Lawrence Abu Hamdan’s Air Conditioning (detail) (2022). Courtesy of Sfeir-Semler Gallery, Beirut/Hamburg; Maureen Paley, London; Mor Charpentier, Paris © Lawrence Abu Hamdan, Photo: Danko Stjepanovic

And Lawrence Abu Hamdan’s Air Conditioning is a panoramic digital print for which he has painstakingly compiled details of Israeli military surveillance over Lebanon during a 15-year-period. The result is rows of ominous cartoon-like clouds in black and grey against a sky-blue background. Each day is represented by 1cm of the work, with each year written on the floor in front.

The Beirut-based artist achieved this work by feeding data through a 3D animation software that makes artificial cloud formations for video games and films. The result is a synthesis of data journalism, policy research and art. In creating it, he reimagines a natural space turned into a “militarised, produced environment that you live underneath”, he says. One that is both a physical and ecological threat. “The height of the cloud depends on the number of planes that were in the atmosphere on that day,” Abu Hamdan adds. “The thickness of the cloud, the kind of blooming of the cloud, is created by how long they spend in the atmosphere”.
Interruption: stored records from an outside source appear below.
PR #2411, opened 2025-05-08
feat: Add fn `fill_envelope`

### LINKED ISSUE #2406: [Feature] Add Filler::fill_envelope
### Component

rpc

ref #2404 

https://github.com/alloy-rs/alloy/blob/570ff02256fd96abf04c7304219005ce7d05f501/crates/provider/src/fillers/mod.rs#L196-L201

ideally we also have `fn fill_envelope` as a default impl that does `.fill` and:

https://github.com/alloy-rs/alloy/blob/570ff02256fd96abf04c7304219005ce7d05f501/crates/provider/src/provider/sendable.rs#L54-L62

for this we need another error type that can represent both error cases

## TODO
* introduce function and error

### Additional context

_No response_

0xMushow:
Is this a good start @mattsse ?

Closes #2406

### DIFF
--- a/crates/provider/src/fillers/mod.rs
+++ b/crates/provider/src/fillers/mod.rs
@@ -218,7 +218,8 @@ pub trait TxFiller<N: Network = Ethereum>: Clone + Send + Sync + std::fmt::Debug
         &self,
         fillable: Self::Fillable,
         tx: SendableTx<N>,
-    ) -> impl_future!(<Output = Result<N::TxEnvelope, FillEnvelopeError<N::TransactionRequest>>>) {
+    ) -> impl_future!(<Output = Result<N::TxEnvelope, FillEnvelopeError<N::TransactionRequest>>>)
+    {
         async move {
             let tx = self.fill(fillable, tx).await.map_err(FillEnvelopeError::Transport)?;
             let envelope = tx.try_into_envelope().map_err(FillEnvelopeError::NotReady)?;
--- a/crates/provider/src/fillers/mod.rs
+++ b/crates/provider/src/fillers/mod.rs
@@ -47,7 +47,7 @@ use alloy_rpc_types_eth::{
     AccessListResult, EIP1186AccountProofResponse, EthCallResponse, FeeHistory, Filter,
     FilterChanges, Log,
 };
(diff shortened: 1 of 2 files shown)


crates/provider/src/fillers/mod.rs
```diff
@@ -200,6 +200,19 @@ pub trait TxFiller<N: Network = Ethereum>: Clone + Send + Sync + std::fmt::Debug
...
 
+    /// Fills in the transaction request and try to convert it to an envelope.
+    fn fill_envelope(
+        &self,
+        fillable: Self::Fillable,
+        tx: SendableTx<N>,
+    ) -> impl_future!(<Output = TransportResult<N::TxEnvelope>>) {
+        async move {
+            let tx = self.fill(fillable, tx).await?;
+            let envelope = tx.try_into_envelope().map_err(/* Not sure where to create the new error type */)?;
```
mattsse, line 211: yeah we can either introduce a new dedicated error type (whcih I think would be fine here)

or we simply type erase this error to https://github.com/alloy-rs/alloy/blob/833f9a22ca7c30079d64554d435561877c15267a/crates/transport/src/error.rs#L57-L57

both approaches are fine here

I'd prefer the additional error enum with two variants

mattsse (changes requested):

crates/transport/src/error.rs
```diff
@@ -39,6 +39,14 @@ pub enum TransportErrorKind {
...
     #[error("{0}")]
     Custom(#[source] Box<dyn StdError + Send + Sync + 'static>),
+
+    /// Transaction filling error.
+    #[error("transaction filling error: {0}")]
+    FillError(String),
+
+    /// Transaction not ready: still a builder.
+    #[error("transaction not ready: still a builder")]
+    NotReady,
```
mattsse, line 49: these we don't need

we can instead introduce a new dedicated error enum that has two variants for transporterr and SendableTxErr

mattsse (changes requested):

crates/transport/src/error.rs
0xMushow: just made changes, let me know if that's better

mattsse (approved):
great, ty!

PR #3068, opened 2025-10-23
fix: bpo config parsing

theochap:
## Description

In `alloy-genesis`, the bpo hardforks are matched by incorrect literal strings which broke the computation of the `blob_schedule_blob_params`. This PR fixes that by ensuring we're matching against the names provided by the `alloy-hardforks` crate.

### DIFF
--- a/Cargo.toml
+++ b/Cargo.toml
@@ -89,7 +89,7 @@ alloy-eip2930 = { version = "0.2.0", default-features = false }
 alloy-eip7702 = { version = "0.6.1", default-features = false }
 
 # hardforks
-alloy-hardforks = "0.2.0"
+alloy-hardforks = "0.3.5"
 
 # ethereum
 ethereum_ssz_derive = "0.9"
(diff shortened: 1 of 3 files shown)


theochap:
Doing `alloy_hardforks::EthereumHardfork::Bpo1.name().to_string()` yields `Bpo1` and not `bpo1` in `alloy-hardforks v0.3.5`

klkvr:
yep but expected value in the config is `bpo1`, right? based on https://eips.ethereum.org/EIPS/eip-7892

so comparing it with `Bpo1` seems wrong?

theochap:
> yep but expected value in the config is `bpo1`, right? based on https://eips.ethereum.org/EIPS/eip-7892
> 
> so comparing it with `Bpo1` seems wrong?

Agreed, I'll fix that in the config then. Thanks for pointing it out. Maybe it'd be worth unifying the naming conventions because I'd expect `alloy_hardforks::EthereumHardfork::Bpo1.name()` to yield the correct name for the blob schedule config.

theochap:
Closing this one given the discussion above

PR #3069, opened 2025-10-23
fix(transport): decrement request counter on retry limit exceeded

maradini77:
The `RetryBackoffService` has a counter leak when retry attempts are exhausted. When `rate_limit_retry_number` exceeds `max_rate_limit_retries`, the service returns an error without decrementing the `requests_enqueued` counter. This causes the queue size metric to become inaccurate, leading to incorrect backoff calculations in subsequent requests.

Added `fetch_sub(1, Ordering::SeqCst)` before the early return when retry limit is exceeded. This ensures the counter is properly decremented in all error paths, maintaining accurate queue metrics and preventing excessive backoff delays.


mattsse (approved):
ah cool, very nice find

PR #3070, opened 2025-10-23
refactor(json-rpc): improve `RequestPacket::is_empty` implementation

anim001k:
## Description

The current `RequestPacket::is_empty` implementation uses `self.len() == 0` which is less idiomatic than using pattern matching and `Vec::is_empty()` directly.

## Solution

- Replace `self.len() == 0` with pattern matching on enum variants
- Use `batch.is_empty()` for `Batch` variant instead of computing length
- Maintain identical behavior while improving code clarity and following Rust idioms


onbjerg (changes requested):
this is basically the same thing

PR #3073, opened 2025-10-26
docs(local-signer): add `with_chain_id` to match crate docs example

gap-editor:
### description

The crate-level docs demonstrate using `with_chain_id(Some(...))` on `LocalSigner`, but the method didn’t exist on the type. This PR adds a minimal builder-style helper:

```rust
pub fn with_chain_id(mut self, chain_id: Option<ChainId>) -> Self
```

It aligns the API with the docs, improves ergonomics, and doesn’t alter existing behavior (the mutable `set_chain_id` remains available).


mattsse (commented):
we don't need this because this is already a trait fn

PR #3077, opened 2025-10-27
refactor(rpc-types-eth): remove duplicate block range filtering logic

prestoalvarez:
## Description

Remove code duplication in `FilteredParams::filter_block_range` by delegating to the existing `Filter::matches_block_range` method.

## Changes

- Replace manual block range validation logic in `FilteredParams::filter_block_range` with delegation to `Filter::matches_block_range`
- Maintain identical behavior while reducing code duplication


mattsse (approved):
this is indeed duplicated

PR #3085, opened 2025-10-27
feat: implement CallBuilder::legacy() to prefer legacy by setting gas_price

VolodymyrBg:
Implement CallBuilder::legacy() so that it prefers building legacy transactions without breaking abstractions. The method sets gas_price when it is not present using max_fee_per_gas as a reasonable fallback and returns self, letting the underlying transaction request handle type selection and conflict trimming. This keeps behavior consistent with preferred_type and provider gas filling logic and respects EIP-2930, 4844, and 7702 semantics.

### DIFF
--- a/crates/contract/src/call.rs
+++ b/crates/contract/src/call.rs
@@ -424,16 +424,6 @@ impl<P: Provider<N>, D: CallDecoder, N: Network> CallBuilder<P, D, N> {
         self
     }
 
-    /// Uses a Legacy transaction instead of an EIP-1559 one to execute the call
-    pub fn legacy(mut self) -> Self {
-        if self.request.gas_price().is_none() {
-            if let Some(max_fee) = self.request.max_fee_per_gas() {
-                self.request.set_gas_price(max_fee);
-            }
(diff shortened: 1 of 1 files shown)


crates/contract/src/call.rs
```diff
@@ -425,8 +425,13 @@ impl<P: Provider<N>, D: CallDecoder, N: Network> CallBuilder<P, D, N> {
...
-    pub fn legacy(self) -> Self {
-        todo!()
+    pub fn legacy(mut self) -> Self {
+        if self.request.gas_price().is_none() {
+            if let Some(max_fee) = self.request.max_fee_per_gas() {
+                self.request.set_gas_price(max_fee);
+            }
+        }
+        self
     }
```
mattsse: I think this fn is a potential footgun and we should actually remove this because this might not end up using legacy all the time

VolodymyrBg: > I think this fn is a potential footgun and we should actually remove this because this might not end up using legacy all the time

Done, boss

PR #3088, opened 2025-10-28
chore: expose WebSocketConfig in RPC client and provider for non-WASM builds

cakevm:
Exposing the `WebSocketConfig` from the alloy-provider to not require any extra dependency to use it.

Re-export it to make it available from: `alloy_provider` -> `alloy_rpc_client` -> `alloy_transport_ws`

Example usage: `use alloy_provider::{WsConnect, WebSocketConfig};`


mattsse (approved):
makes sense

PR #3094, opened 2025-10-28
transport: move alloy_primitives to dev-deps

wedjob0X:
remove the dummy use alloy_primitives as _; from alloy/crates/transport/src/lib.rs
move alloy-primitives from [dependencies] to [dev-dependencies] since only tests need it
ran cargo check and cargo test -p alloy-transport locally


wedjob0X:
> please run cargo +nightly fmt
> 
> and avoid opening prs from main

https://github.com/alloy-rs/alloy/pull/3106

PR #3095, opened 2025-10-28
fix: saturate gas price in deser for unknown networks

sistemd:
## Motivation

I noticed that certain transactions on Arbitrum One fail to deserialize. Searching through existing issues I came across [this](https://github.com/alloy-rs/alloy/issues/2842), describing the exact error I was facing. Seeing that a pull request fixing this issue has already been merged, I updated `alloy` to the most recent version at the time (v1.0.41) hoping it would fix the deserialization problem — but it didn't. Since I wasn't sure whether the issue was now on my side, I decided to find the root cause and attempt to fix it.

What I found is that the pull request that closed the issue linked above made changes to a code path that was not being executed when working with Arbitrum One, with the main junction being [this](https://github.com/alloy-rs/alloy/blob/f487c2d6ecc416f909c6c4b48873037c968c5ba1/crates/network/src/any/either.rs#L210-L215) enumeration. The saturation logic only applies to the `AnyTxEnvelope::Ethereum` variant, which does not apply to Arbitrum One.

Take this command output for example:

```sh
❯ curl -s $ARBONE_RPC_PROVIDER_URL \
-d '{"jsonrpc":"2.0","method":"eth_getBlockByNumber","params":["0xfb3988", true],"id":1}' | jq -r '.result.transactions[].type'

0x78
```
0x78 is a transaction type that does not correspond to an Ethereum transaction. Because of the type, the transaction wouldn't match any of [these](https://github.com/alloy-rs/alloy/blob/f487c2d6ecc416f909c6c4b48873037c968c5ba1/crates/consensus/src/transaction/envelope.rs#L169-L191) variants (which is where type definitions lead us from `AnyTxEnvelope::Ethereum`) and the newly added saturation logic would not kick in. This leaves us with the `AnyTxEnvelope::Unknown` variant and its deserialization logic, which still does not perform any saturation on gas prices over `u128::MAX`. 

## Solution

I took the same patch from [this](https://github.com/alloy-rs/alloy/pull/3010) pull request and applied it to [this](https://github.com/alloy-rs/alloy/blob/f487c2d6ecc416f909c6c4b48873037c968c5ba1/crates/rpc-types-eth/src/transaction/mod.rs#L456-L464) helper struct. As the documentation of its parent module says, this is where the `gasPrice` field will end up if it doesn't get consumed by the inner transaction (which won't be the case here).

After making these changes, I tested our indexer again to make sure that the problem was resolved and it was.

Please let me know if I've missed anything or if further changes are required.

## PR Checklist

- [x] Added Tests
- [x] Added Documentation
- [x] Breaking changes

### DIFF
--- a/crates/rpc-types-eth/src/transaction/mod.rs
+++ b/crates/rpc-types-eth/src/transaction/mod.rs
@@ -26,7 +26,7 @@ mod receipt;
 pub use receipt::TransactionReceipt;
 
 pub mod request;
-pub use request::{TransactionInput, TransactionInputKind, TransactionRequest};
+pub use request::{FillTransaction, TransactionInput, TransactionInputKind, TransactionRequest};
 
 /// Serde-bincode-compat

Deneth Piumakshi Veda Aarachchige’s Self-Portrait as Restitution–from a Feminist Point of View (2020) © Deneth Piumakshi Veda Arachchige, Photo: Priska Ketterer

Across town at the KW Institute for Contemporary Art, a diminutive topless sculpture by the Sri Lankan artist Deneth Piumakshi Veda Arachchige depicts a brown woman is holding a skull. Draped in a blue and white sarong printed with blossoms, she looks straight ahead and appears frightened. Scrawled in German across her breasts are the words “Chest colour slightly darker than VII” and “Weddas [a Sri Lankan indigenous minority] of fairly pure-blood”. According to Arachchige, who 3D printed herself to make the sculpture, these were the terms used by scientists to categorise, objectify and value brown bodies. At a time when statues and monuments are being toppled and questioned throughout the West, Self-Portrait as Restitution challenges dominant, deep-rooted narratives around identity.

Within his own artistic practice, Attia focuses on the concept of repair. “I am often asked: What comes after decolonial thinking? Frankly, I’m less concerned with what comes next than with the fact that this is an ongoing conversation in the here and now,” he said in a statement.

Similarly, the Berlin Biennale succeeds by provoking intellectual engagement with what’s wrong with the world and why, demonstrating artists can and must disturb the peace, otherwise, as Baldwin said, “chaos”. But, as Attia prefigured with his initial curatorial question, how these changed are manifested remains to be seen.